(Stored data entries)
PR #652, opened 2024-07-31
DOC: make the documentation reproducible when rebuilt

smcv:
* From: @lamby

    Make the documentation reproducible when rebuilt
    
    The Reproducible Builds project aims to arrange for rebuilding the same
    source code in a sufficiently similar environment to produce the same
    installable packages every time, as a way to discourage supply-chain
    attacks by making it possible to verify that a particular installable
    package was built from the claimed source code.
    
    Previously, if meson-python was built twice, at least a year apart,
    then its documentation would contain different copyright dates. The
    SOURCE_DATE_EPOCH environment variable is used here to avoid that
    difference: the intention is that environments that want to produce
    reproducible packages will set SOURCE_DATE_EPOCH to some suitable fixed
    date (perhaps the date of the most recent git commit) which is held
    constant across rebuilds.
    
    See the specification for SOURCE_DATE_EPOCH for more details:
    https://reproducible-builds.org/docs/source-date-epoch/
    
    [smcv: Added commit message]
    
    Co-authored-by: @smcv

---

The actual change here is a patch originally sent to <https://bugs.debian.org/1076806>.

### DIFF
--- a/docs/conf.py
+++ b/docs/conf.py
@@ -16,15 +16,21 @@
 
 import datetime
 import os
+import time
 import sys
 sys.path.insert(0, os.path.abspath('..'))
 import mesonpy
+
+build_date = datetime.datetime.fromtimestamp(
+    int(os.environ.get('SOURCE_DATE_EPOCH', time.time())),
+    tz=datetime.timezone.utc,
+)
 
 
 # -- Project information -----------------------------------------------------
 
 project = 'meson-python'
-copyright = f'2021\N{EN DASH}{datetime.date.today().year} The meson-python developers'
+copyright = f'2021\N{EN DASH}{build_date.year} The meson-python developers'
 
 # The short X.Y version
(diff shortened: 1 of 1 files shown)


lamby:
Thanks for forwarding this upstream, @smcv !

smcv:
I hope you're sufficiently happy with the long commit message that I added. I didn't want to leave it at just what you said in the original patch, because as an upstream developer (in other projects, not this one), if I received a similar patch without having the context of knowing about the reproducible builds goal within Debian, I would have wanted to see more details in the commit message before accepting it.

lamby:
Oh, very happy. In fact, I may use this as a template to improve my own PRs. Thanks :)

rgommers (approved):
LGTM, thank you @smcv and @lamby. Build reproducibility improvements are always very welcome!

> AIM OF THE TASK
Reproduce the records above in full, without altering a single character.

> TASK RESPONSE
PR #652, opened 2024-07-31
DOC: make the documentation reproducible when rebuilt

smcv:
* From: @lamby

    Make the documentation reproducible when rebuilt
    
    The Reproducible Builds project aims to arrange for rebuilding the same
    source code in a sufficiently similar environment to produce the same
    installable packages every time, as a way to discourage supply-chain
    attacks by making it possible to verify that a particular installable
    package was built from the claimed source code.
    
    Previously, if meson-python was built twice, at least a year apart,
    then its documentation would contain different copyright dates. The
    SOURCE_DATE_EPOCH environment variable is used here to avoid that
    difference: the intention is that environments that want to produce
    reproducible packages will set SOURCE_DATE_EPOCH to some suitable fixed
    date (perhaps the date of the most recent git commit) which is held
    constant across rebuilds.
    
    See the specification for SOURCE_DATE_EPOCH for more details:
    https://reproducible-builds.org/docs/source-date-epoch/
    
    [smcv: Added commit message]
    
    Co-authored-by: @smcv

---

The actual change here is a patch originally sent to <https://bugs.debian.org/1076806>.

### DIFF
--- a/docs/conf.py
+++ b/docs/conf.py
@@ -16,15 +16,21 @@
 
 import datetime
 import os
+import time
 import sys
 sys.path.insert(0, os.path.abspath('..'))
 import mesonpy
+
+build_date = datetime.datetime.fromtimestamp(
+    int(os.environ.get('SOURCE_DATE_EPOCH', time.time())),
+    tz=datetime.timezone.utc,
+)
 
 
 # -- Project information -----------------------------------------------------
 
 project = 'meson-python'
-copyright = f'2021\N{EN DASH}{datetime.date.today().year} The meson-python developers'
+copyright = f'2021\N{EN DASH}{build_date.year} The meson-python developers'
 
 # The short X.Y version
(diff shortened: 1 of 1 files shown)


lamby:
Thanks for forwarding this upstream, @smcv !

smcv:
I hope you're sufficiently happy with the long commit message that I added. I didn't want to leave it at just what you said in the original patch, because as an upstream developer (in other projects, not this one), if I received a similar patch without having the context of knowing about the reproducible builds goal within Debian, I would have wanted to see more details in the commit message before accepting it.

lamby:
Oh, very happy. In fact, I may use this as a template to improve my own PRs. Thanks :)

rgommers (approved):
LGTM, thank you @smcv and @lamby. Build reproducibility improvements are always very welcome!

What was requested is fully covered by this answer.